L'écrivaine Ingrid (Julianne Moore) s'occupe de son amie Martha (Tilda Swinton), une reporter de guerre atteinte d'un cancer. Après l'échec de son traitement contre le cancer, Martha veut mettre fin à ses jours. Mais pour cela, elle a besoin de l'aide d'une amie qui doit être là pour elle dans la chambre d'à côté. Pour faire passer cela pour un congé sabbatique, elle loue une maison chic à Woodstock, au nord de New York.

L'argent ne semble pas être un problème, si l'on doit mourir, que ce soit au moins dans un environnement coûteux et élégant. Le dilemme de cette aide à l'amitié réside dans le fait que tous les dialogues sont accompagnés d'une musique d'ambiance correspondante, ce qui crée un certain effet de dédoublement et laisse peu de place à l'imagination des spectateurs. Par moments, les dialogues ressemblent à des maximes sur la vie et la mort. Martha se plaint du néolibéralisme et de l'extrême droite, tandis que John Turturro, son ex-amant, prédit la fin prochaine du monde face au changement climatique dramatique.

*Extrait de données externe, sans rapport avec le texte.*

PR #5184, opened 2022-01-19
Enhance resolve_dependent_value if value is list or tuples

Hoxbro:
Recursive calling `resolve_dependent_value` if value is a list or tuple. If this implementation crash and burn in the CI an alternative is the changes described here https://github.com/holoviz/hvplot/issues/697#issuecomment-1013895746.

This PR should make it able to run:
``` python
import holoviews as hv
import panel as pn
from bokeh.sampledata.autompg import autompg_clean as df

hv.extension("bokeh")

xaxis = pn.widgets.RadioButtonGroup(name="X axis", options=["mpg", "yr"])
ds = hv.Dataset(df)
transform = hv.util.transform.df_dim("*")
transform.groupby(["origin", xaxis]).apply(ds, keep_index=True, compute=False).mean()
```

Will add a unit test later this week.

### DIFF
--- a/holoviews/core/util.py
+++ b/holoviews/core/util.py
@@ -2228,3 +2228,30 @@ def cast_array_to_int64(array):
             category=FutureWarning,
         )
         return array.astype('int64')
+
+
+def flatten(line):
+    """
+    Flatten an arbitrarily nested sequence.
+
+    Inspired by: pd.core.common.flatten
+
+    Parameters
+    ----------
+    line : sequence
+        The sequence to flatten
+
+    Notes
+    -----
+    This only flattens list, tuple, and dict sequences.
+
+    Returns
+    -------
+    flattened : generator
+    """
+
+    for element in line:
+        if any(isinstance(element, tp) for tp in (list, tuple, dict)):
+            yield from flatten(element)
+        else:
+            yield element
--- a/holoviews/core/util.py
+++ b/holoviews/core/util.py
@@ -1517,8 +1517,15 @@ def resolve_dependent_value(value):
        resolved.
     """
     range_widget = False
-    if isinstance(value, (tuple, list)):
+    if isinstance(value, list):
         value = [resolve_dependent_value(v) for v in value]
+    elif isinstance(value, tuple):
+        value = tuple(resolve_dependent_value(v) for v in value)
+    elif isinstance(value, dict):
+        value = {
+            resolve_dependent_value(k): resolve_dependent_value(v) for k, v in value.items()
+        }
+
     if 'panel' in sys.modules:
         from panel.widgets import RangeSlider, Widget
         range_widget = isinstance(value, RangeSlider)
--- a/holoviews/core/util.py
+++ b/holoviews/core/util.py
@@ -1505,14 +1505,15 @@ def is_param_method(obj, has_deps=False):
 def resolve_dependent_value(value):
     """Resolves parameter dependencies on the supplied value
 
-    Resolves parameter values, Parameterized instance methods and
-    parameterized functions with dependencies on the supplied value.
+    Resolves parameter values, Parameterized instance methods,
+    parameterized functions with dependencies on the supplied value,
+    including such parameters embedded in a list or tuple.
 
     Args:
        value: A value which will be resolved
 
     Returns:
-       A new dictionary where any parameter dependencies have been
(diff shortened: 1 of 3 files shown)


philippjfr:
Nice, presumably we also need to ensure that it actually watches the widget/parameter though. Don't recall how offhand so if you don't see a way let me know and I'll dig into it.

Hoxbro:
I don't know if anything is needed in holoviews, but in hvplot the function `hvplot.interactive._find_widgets` should be updated with something similar to this.

holoviews/core/util.py
```diff
@@ -1516,6 +1516,8 @@ def resolve_dependent_value(value):
        resolved.
     """
     range_widget = False
+    if isinstance(value, (tuple, list)):
+        value = [resolve_dependent_value(v) for v in value]
```
jbednar, line 1520: Seems like this would silently convert tuples to lists, which I assume would cause problems. So maybe:

```suggestion
    if isinstance(value, list):
        value = [resolve_dependent_value(v) for v in value]
    elif isinstance(value, tuple):
        value = tuple([resolve_dependent_value(v) for v in value])
```

jbednar: Also, should there be a case to handle `dict` arguments, presumably recursively calling `resolve_dependent_value` on all the values of the dict? There are pandas methods that accept dictionaries...

Hoxbro:
This should now watch the widget/parameter. See:

https://user-images.githubusercontent.com/19758978/150646119-d321fd21-6d63-4a89-9ac9-bbd1c538a4e5.mp4



The code:
``` python
import holoviews as hv
import hvplot.pandas  # noqa
import panel as pn
from bokeh.sampledata.autompg import autompg_clean as df

hv.extension("bokeh")

idf = df.interactive()

cylinders = pn.widgets.IntSlider(start=4, end=8, step=2, name="Cylinders")
mfr = pn.widgets.ToggleGroup(
    options=["ford", "chevrolet", "plymouth", "honda", "sbaru", "volkswagen"],
    value=["ford", "chevrolet", "plymouth", "honda", "sbaru", "volkswagen"],
)
xaxis = pn.widgets.RadioButtonGroup(name="X axis", options=["mpg", "yr"])
yaxis = pn.widgets.RadioButtonGroup(name="Y axis", options=["hp", "weight"])

ipipeline = (
    idf[(idf.mfr.isin(mfr)) & (idf.cyl == cylinders)]
    .groupby(["origin", xaxis])[yaxis]
    .mean()
)

pn.Column(ipipeline.hvplot(by="origin"), sizing_mode="stretch_both").servable()
```

I have noted the linecolor change when changing the yaxis, I don't know if this is a feature or a bug.

Hoxbro:
I have added an unittest. When trying to run the test suite on my computer it stops at `holoviews/tests/plotting/bokeh/test_server.py` and when I ctrl+c it returns `TypeError: cannot create weak reference to 'NoneType' object`. This seems to be related to changes made here https://github.com/holoviz/panel/pull/2597.

holoviews/core/util.py
Hoxbro: This is now done. One of the failed test was because of this conversion.

jbednar:
This is really cool, @Hoxbro ! Does anyone know of other Pandas or Xarray API argument types that remain unsupported? So far it seems like scalars, lists, tuples, and dictionaries are handled. I don't expect there are any arguments that take sets? Any other containers worth adding?

holoviews/core/util.py
```diff
@@ -1505,17 +1505,27 @@ def is_param_method(obj, has_deps=False):
 def resolve_dependent_value(value):
     """Resolves parameter dependencies on the supplied value
 
-    Resolves parameter values, Parameterized instance methods and
-    parameterized functions with dependencies on the supplied value.
+    Resolves parameter values, Parameterized instance methods,
+    parameterized functions with dependencies on the supplied value,
+    including such parameters embedded in a list or tuple.
```
Hoxbro, line 1510: This needs to be updated again with dictionary but will wait with an update until a final decision have been made.

jbednar:
@philippjfr , I'm eager to get this in place; is there anything else needed before merging, other than the docs fix above?

philippjfr:
Nice, all looks good. Will merge.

Le « name dropping » démonstratif est étrange. La brève nouvelle « The Dead » de James Joyce est constamment citée. Les références à Faulkner, Hemingway, Edward Hopper et Martha Gellhorn témoignent de l'arrière-plan cultivé des personnages, sans pour autant contribuer à la dramaturgie. La backstory sur la fille de Martha et son père, qu'elle n'a jamais connu, et l'éloignement qui en résulte pour sa mère, est également peu rigoureuse.

© Giorgio Zucchiatti / La Biennale di Venezia, Foto: ASAC


L'humour subversif qui caractérisait les premiers films d'Almodóvar a ici totalement disparu. Le cinéaste madrilène autrefois anarchique est devenu une marque et s'est figé dans la posture du réalisateur culte admiré au niveau international. La marque Almodóvar est désormais plus facile à commercialiser aux Etats-Unis que dans son Espagne natale.
Si vous voulez voir un film réussi sur le thème de l'euthanasie, allez voir la tragicomédie de François Ozon « Tout s'est bien passé » (2021) avec André Dussollier et Sophie Marceau. Ou le drame italien « Miele » de Valeria Golino, avec la formidable Jasmine Trinca dans le rôle d'une aide à mourir, qui a été récompensé par le jury œcuménique à Cannes en 2013.